2017-12-19 11:37:01,888 - INFO # ps
2017-12-19 11:37:01,937 - INFO #    pid | name                 | state    Q | pri | stack  ( used) | base addr  | current     
2017-12-19 11:37:01,984 - INFO #      1 | idle                 | pending  Q |  15 |    128 (   88) |     0x1ab9 |     0x1af4 
2017-12-19 11:37:02,017 - INFO #      2 | main                 | running  Q |   7 |    512 (  356) |     0x1b39 |     0x1c49 
2017-12-19 11:37:02,065 - INFO #      3 | at86rf2xx            | bl rx    _ |   2 |    256 (  256) |     0x3665 |     0x36c6 
2017-12-19 11:37:02,113 - INFO #      4 | dump_thread          | bl rx    _ |   8 |    512 (  510) |     0x184b |     0x19eb 
2017-12-19 11:37:02,160 - INFO #      5 | send_thread          | bl mutex _ |   9 |    512 (  190) |     0x160b |     0x176f 
roberthartung commented 6 years ago

@miri64 INGA problem would only show up on INGA. But telosb nodes sometimes die as well.

miri64 commented 6 years ago

Maybe increasing stack size would help?

Have you tried that? Thread 3 and 4 definitely look like they need more (4 is close to the max).

roberthartung commented 6 years ago

Yes tried that for now. The dump_thread is even at its limit, if I double the stack size. Any idea why?

The receive error also occurs on a TelosB mote.

2017-12-19 15:05:28,529 - INFO # HDR: -51 106 1
2017-12-19 15:05:28,546 - INFO # HDR: -51 106 1
2017-12-19 15:05:28,752 - INFO # send... OK
2017-12-19 15:05:32,116 - INFO # send... OK
2017-12-19 15:05:35,496 - INFO # send... OK
2017-12-19 15:05:38,860 - INFO # send... OK
2017-12-19 15:05:42,240 - INFO # send... OK
2017-12-19 15:05:45,604 - INFO # send... OK
2017-12-19 15:05:48,983 - INFO # send... OK
2017-12-19 15:05:52,363 - INFO # send... OK
2017-12-19 15:05:55,727 - INFO # send... OK
2017-12-19 15:05:59,107 - INFO # send... OK
2017-12-19 15:06:02,487 - INFO # send... OK
2017-12-19 15:06:05,867 - INFO # send... OK
2017-12-19 15:06:09,248 - INFO # send... OK
miri64 commented 6 years ago

Yes tried that for now. The dump_thread is even at its limit, if I double the stack size. Any idea why?

printf() uses a lot of stack-space, at least with newlib.

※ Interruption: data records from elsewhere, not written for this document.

PR #990, opened 2026-09-17
#953: check a rule against the facts the factbase holds

### LINKED ISSUE #953: `Factbase::Rules::Check#it` evaluates the rule against an empty `maps`, so any rule containing `agg` always fails
## What happens

`lib/factbase/rules.rb:131` reads `Factbase::Syntax.new(@expr).to_term.evaluate(fact, [], fb)`. The second argument, the list of all facts, is hard-coded to `[]`.

`Factbase::Agg#evaluate` builds its sub-query as `fb.query(selector, maps)`, and `Factbase#query` honours an explicitly supplied `maps`, so the aggregate runs over an empty array no matter what the factbase holds. A rule such as `(gt (agg (always) (count)) 0)` sees a count of `0` and raises on every property write, while the same expression run as a query returns `2`.

```
base size = 2
direct query, agg count = 2
rule (agg count > 0) FAILED:
  The fact doesn't match the "(gt (agg (always) (count)) 0)" rule: [ ] + {"foo" => [9]}
```

Any rule that reasons about other facts, such as uniqueness of a key, a referenced parent existing, or a bounded total, is unusable and rejects everything.

## What should happen

`Check#it` must pass the factbase's real facts as `maps`, so a rule containing `agg` sees the same data a query would.

morphqdd:
The rule was evaluated against an empty list of facts, so `agg` inside a
rule counted zero and rejected every write. The check now sees the facts
the factbase holds.

Closes #953


morphqdd:

PR #991, opened 2026-09-17
#944: refuse a non-term operator while the AST is built

### LINKED ISSUE #944: The parser accepts any token as the operator, so `(42 foo)` builds a term and fails only at evaluation time
## What happens

`to_ast` in `lib/factbase/syntax.rb:79` takes `op = tokens[at]` without checking that it is a Symbol. An Integer, a string literal or a nested opening bracket becomes the term name, the query parses cleanly, and the failure only shows up per fact inside `__send__`.

```
"(42 foo)"      parses into a Factbase::Term
                then, at query time:
                !! "42 is not a symbol nor a string" at (42 foo) at .../term.rb:208

"((eq foo 1))"  !! Factbase::Syntax::Broken: Too many terms (6 != 7)
```

The second message is a token count, which says nothing about the doubled bracket that caused it. The first message never mentions the query at all until the term is evaluated against a fact.

This is not #825, which is about `(` not acting as a token separator.

## What should happen

A non-Symbol operator should be refused while the AST is built, with a message naming the offending token and the query, and a nested opening bracket should be reported as such rather than as a term count.

morphqdd:
Any token was taken as the operator, so `(42 foo)` built a term and failed
only when it was evaluated, and a doubled bracket was reported as a token
count. The operator is now checked while the AST is built, and the message
names what was found instead.

Closes #944


morphqdd:

PR #995, opened 2026-09-17
fix(#964): refuse a non-string value in matches instead of converting it

### LINKED ISSUE #964: `matches` converts a non-string property while `contains`, `starts_with` and `ends_with` refuse it
## What happens

The README lists four predicates side by side, on consecutive lines, with the same shape:

```
* `(matches v s)`     — if any `v` matches the `s` regular expression
* `(contains v s)`    — if any value of `v` contains any value of `s` (substring match)
* `(starts_with v s)` — if any `v` starts with `s`
* `(ends_with v s)`   — if any `v` ends with `s`
```

Three of them refuse a property that is not a string. The fourth converts it and answers.

`Contains`, `StartsWith` and `EndsWith` each delegate to `Factbase::Compare` (`terms/contains.rb:17` and siblings), and `Compare#_compare` turns Ruby's refusal into the message #791 introduced. `Matches` does not go through `Compare`; it ends with a bare conversion at `terms/matches.rb:33`:

```ruby
str[0].to_s.match?(regexp(re[0]))
```

## Reproduction

One fact carrying an `Integer`, a `Float` and a `Time`, queried with each of the four:

```ruby
fb = Factbase.new
f = fb.insert
f.num = 42
f.flo = 3.5
f.tim = Time.parse('2024-03-05T06:07:08Z')
```

```
(matches num "42")         => 1                 <- matched
(contains num "42")        => RuntimeError: Cannot compare 42 (Integer) with "42" (String) using (compare include?)
(starts_with num "42")     => RuntimeError: Cannot compare 42 (Integer) with "42" (String) using (compare start_with?)
(ends_with num "42")       => RuntimeError: Cannot compare 42 (Integer) with "42" (String) using (compare end_with?)

(matches flo "3.5")        => 1                 <- matched
(contains flo "3.5")       => RuntimeError: Cannot compare 3.5 (Float) with "3.5" (String) ...

(matches tim "2024")       => 1                 <- matched
(contains tim "2024")      => RuntimeError: Cannot compare 2024-03-05 06:07:08 UTC (Time) with "2024" (String) ...
```

All four agree on a real string, so the difference is only in how they treat a value that is not one.

## Why the `Time` case is the one that bites

`(matches tim "2024")` does not ask a question about a moment. It runs the regexp over whatever `Time#to_s` produced — here `2024-03-05 06:07:08 UTC`. A query written as `(matches when "^2024-03")` looks like a date filter and is really a substring test against one particular rendering: it reads the space separator, the `UTC` suffix and the absence of a `T`, none of which the query author chose. Change the stored value to a `Time` in another zone and the same query stops matching. `contains` refuses to answer that question at all, which is the safer answer of the two.

## This is not #829

#829 is about a different axis — `matches` refusing a *multi-valued* property that the other three accept — and PR #853 is open for it. That patch replaces `str[0].to_s.match?` with `str.any? { |s| s.to_s.match?(rx) }`, so the `to_s` stays exactly where it is and every line of the reproduction above behaves the same after it lands. The two do not overlap.

## What should happen

Either `matches` refuses a non-string the way its three siblings do, by going through `Factbase::Compare` like they do, or the four stop being documented as one family. I lean towards the first — a silent `to_s` on a `Time` answers a question nobody asked — but that is a decision about the language, so I am leaving it here rather than picking one.

Thayorns:
`matches` used to call `to_s` on the property before running the regexp, so an Integer, a Float, a Time or a boolean was silently turned into one particular string rendering and matched against it. Its siblings `contains`, `starts_with` and `ends_with` refuse such a value through `Factbase::Compare`. Now `matches` refuses it too, raising a `RuntimeError` that names the value, its class and the regexp.

I did not route `matches` through `Factbase::Compare` itself. Doing so would also make it accept multi-valued properties, which is what #829 and the open #853 are about, and it would drop the compiled regexp cache and the invalid regexp message. The change stays on the non-string axis only.

The old assertion that `42` quietly fails to match `[a-z]+` described exactly the conversion this issue reports, so it is replaced by tests with random seeded inputs for each non-string type and one through a full query.

Closes #964


Thayorns:
@yegor256 happy to clarify why this stays off the Compare path, if that part looks odd.

Thayorns:
@yegor256, fixed, have a look

PR #1012, opened 2026-09-18
#998: check the whole property name, not one line of it

### LINKED ISSUE #998: `Factbase::Fact` checks a property name with line anchors, so a name with a newline in it is accepted
## What happens

`lib/factbase/fact.rb:53` guards a property name with

```ruby
raise(ArgumentError, "Invalid prop name '#{kk}'") unless kk.match?(/^[a-z_][_a-zA-Z0-9]*$/)
```

In Ruby `^` and `$` match at a line boundary, not at the boundary of the string, so a name only
needs one line that looks like an identifier for the whole name to pass. A name that carries a
newline therefore gets in, with whatever the other lines hold:

```ruby
f = Factbase::Fact.new({})
f.public_send(:"weird\nProp!!!=", 42)
f.all_properties
```

```
["weird\nProp!!!"]
```

A plain bad name without a newline is refused, as it should be, so the guard looks like it works
until a newline shows up.

## What should happen

The name should be checked against the whole string, with `\A` and `\z`, so that a multi-line
name is refused the same way `Bad!Name` is.

morphqdd:
`^` and `$` match at a line boundary, so a name that holds a newline passed as long as one of its
lines looked like an identifier. The check now covers the whole string.

Closes #998


morphqdd:

yegor256:
Merged, thanks!

---

0crat:
@morphqdd Thanks for the contribution! You've earned +20 points for this: +24 as a basis; -4 for too few (21) hits-of-code. Please, [keep](https://www.yegor256.com/2018/03/06/speed-vs-quality.html) them coming. Your running score is [+12334](https://zerocracy.github.io/judges-action/zerocracy-vitals.html); don't forget to check your [Zerocracy account](https://www.zerocracy.com/) too).

PR #167, opened 2016-10-28
Fixes get_entity call.

josejulio:
`CanonicalPath.to_s` starts with a '/' thus the url has
consecutive slashes and Hawkular fails to parse that
path.


jshaughn:
LGTM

Have you considered using sys/include/fmt.h instead?

roberthartung commented 6 years ago

INGA / Samr21-xpro works fine right now. However, my telosb nodes are now dying all the time. Exactly when I try to send a packet and at the same time I receive a packet.

roberthartung commented 6 years ago

Playing around with stack sizes solved the problem for now. Additionally some cleanup in the code. Thanks for now!

roberthartung commented 6 years ago

However, telosb nodes are still stuck sometimes in RX state. "ifconfig set state idle" solves the problem...

stale[bot] commented 5 years ago

This issue has been automatically marked as stale because it has not had recent activity. It will be closed if no further activity occurs. If you want me to ignore this issue, please mark it with the "State: don't stale" label. Thank you for your contributions.